The above declarations tell the compiler that p1 is a pointer to an integer. Means that you cannot assign an address of a character or a floating point to it. Actually you might want to try, but basically you’re just wasting time. Anyway, let’s say we have this variable a with the value of 5. And then we do this:

p1 = &a

We just assigned the address of a to the pointer p1. So if we are to print p1 it’s just like, we’re printing the value of &a which is the address of a. So how do we know that its the address of a? Answer: the ampersand &.

Accessing Values with Pointers

So on the above review example, we assigned &a to p1. But what if we are to access the value of a using pointers? Normally we access some variables value by its name. But now, since we are using pointers, we are going to access the value by the variable’s pointer. Say for example, we are to print the value of a. Normally we will do:

std::cout << a;

But if we are to use pointers, we do this:

std::cout << *p;

Remember, we assigned the address of a to p1, and if we are to access the value of a with a pointer, we use the asterisk * symbol, like *p1.

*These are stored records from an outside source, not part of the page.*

PR #801, opened 2023-08-21
[v18] Juno x/burn module

### LINKED ISSUE #647: x/burn 🔥
# `x/burn` 🔥

## Background

The Juno community wants a canonical burn process. Currently burning causes `x/mint` to redistribute burned amounts. 

> If we burn it the mint module would remint the amount and giving it to the stakers yes ? 

> thats how it currently works, the 2nd year would basically be longer and wouldnt end in october

## Suggested Design

`x/burn` module. The module has an address where tokens and other assets can be canonically burned.

## Acceptance Criteria

- [ ] PR with a sound and functional `x/burn` module.
- [ ] Signalling proposal accepted by governance that indicates the desire to declare a canonical burn address.

Reecepbcups:
Closes #647

## Files of importance
- x/burn/* (more of a wasm plugin override than a module)
- app/keepers/keepers.go -> wasmkeeper.WithMessageHandler

## Usage
There are 2 ways to burn tokens
1. Send directly to the module account address `juno1mj7t69y4r2adl3cnuq8y9uundkzawvx6avu7nj`
2. Bank::Burn in CosmWasm

## TODO
- [x] e2e test https://github.com/dimiandre/cw-testburn
- [x] once above is done, remoev old MessageHandlerDecorator in keepers.go


dimiandre:
This way the query "juno q bank total" will be wrong and It's used by many third party services. 

I'm not sure if this is the proper way to do it. 

Probably better to keep the standard burn functions and modify our mint module so that it's also reduced in minter.TargetSupply

Reecepbcups:
TODO: Voting yes on the Unity contract continues to fail for not passing vote. Very odd its effecting SudoContracts

dimiandre:
@Reecepbcups I pushed a new commit. 

The burning was not working before because coins were sent to x/junoburn module but burn was happening on x/wasm

My commit:

1. Removes burn permissions to x/wasm. This is to prevent other part of wasm handing burns in a not appropriate way. For example: https://github.com/CosmWasm/wasmd/blob/6a2bffd479acd212d76ac92681b1b6ec099e649d/x/wasm/keeper/keeper.go#L1188
2. Give burn permission to junoburn module/plugin
3. Fix module names, tokens are now transfered & burned from junoburn and never reaching wasm account
4. Remove the total supply adjustment in mint module, it's not needed because we are modifying the target supply

dimiandre (approved):
lgtm! 

great job with contract refactor and tests!

PR #805, opened 2023-08-22
chore!: rename to TokenFactoryMsg (match osmosis)

Reecepbcups:
Ref: https://github.com/CosmosContracts/token-bindings/pull/5

## Description
Makes it easier to deploy the same TF contract on Osmosis & Juno with matching bindings _(will break all TF contracts. Requires a cargo version bump)_

Tested locally with [local-interchain & Jake's script](https://gist.github.com/Reecepbcups/e47eea449ecddbcc19b62ec76afc44f4) as well


JakeHartnell (approved):
THANK YOU! Nice to make TF actually interoperable.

Now, to make it less confusing, let’s say we do not have any pointers. And we have &a as the address of a. To access its value, we have to use the asterisk symbol, and it should be like *&a. Still confused? I guess not.&a here is our reference to the value of a, and by using an asterisk, we dereferenced it. Making an asterisk * a Dereference Operator.

Using Pointers in Functions

Whenever we pass variables to a function, let’s say main called the function nUpdate(); which accepts 2 parameters, one is a variable of type int to be updated, and the other one is the constant integer to be added to the variable. Normally the function cannot directly alter the variable that will be passed to it, instead it will copy the variable and create another one with the same attributes and just return it to the main function. Here’s how it will look like:

int nUpdate(int a, const int b) {
    return a + b;
}

int main() {
    int a = 5;
    a = nUpdate(a, 6);
    return 0;
}

After main called nUpdate() the value of a now is 11. Am I right? Now, this is correct. But, there’s another way. Without wasting some bits, we can just directly update a in the function. How? Pointers. Now, this is one major use of pointers, and I’ll explain it further later. Using pointers, we are going to pass just the address of our variable a and the constant. So we have to make changes, on the parameter type of the function, and we need something that holds addresses. Ah, pointers.

int nUpdate(int *p, const int b) {
    *p += b;
}

int main() {
    int a = 5;
    nUpdate(&a, 6);
    return 0;
}

There we have it. We passed the address of a which is &a, and the pointer called p receives the address, and we accessed it by using our dereference operator * just like what we did earlier. Now there’s another way of doing the very same thing, except we will not be directly using a pointer. If you can remember earlier, and using our latest example, pointer p holds the address of a which is &a. So, we can do this:

int nUpdate(int &a, const int b) {
    a += b;
}

int main() {
    int a = 5;
    nUpdate(a, 6);
    std::cout << a;
    return 0;
}

This approach, is what I use. As you can see, our function now accepts an address of an integer variable. And in our main, we passed the variable a. But from the function’s point of view, instead of receiving the value of a, it grabs its address. And to access the value of that address we again should use the dereference operator *, and *&a is equal to a.

A Larger View

The past examples showed how useful pointers are in functions. But to show you more of its importance, look at a bigger view. Say there’s this large program, its main calls some function and passes loads of data, say millions of bytes (MB). Without the use of pointers, this is heavy. As the function will copy all those data to its scope in memory, and do its job. It will increase memory usage to be short. Now with the help of pointers, the function could just get the address of all those variables which holds the data and do its job. No copying, less memory usage.

Moving On

I surely hope that this is very clear for you now, if you are still confused, then C/C++ is not your type. Anyway, learning takes time and good luck with pointers!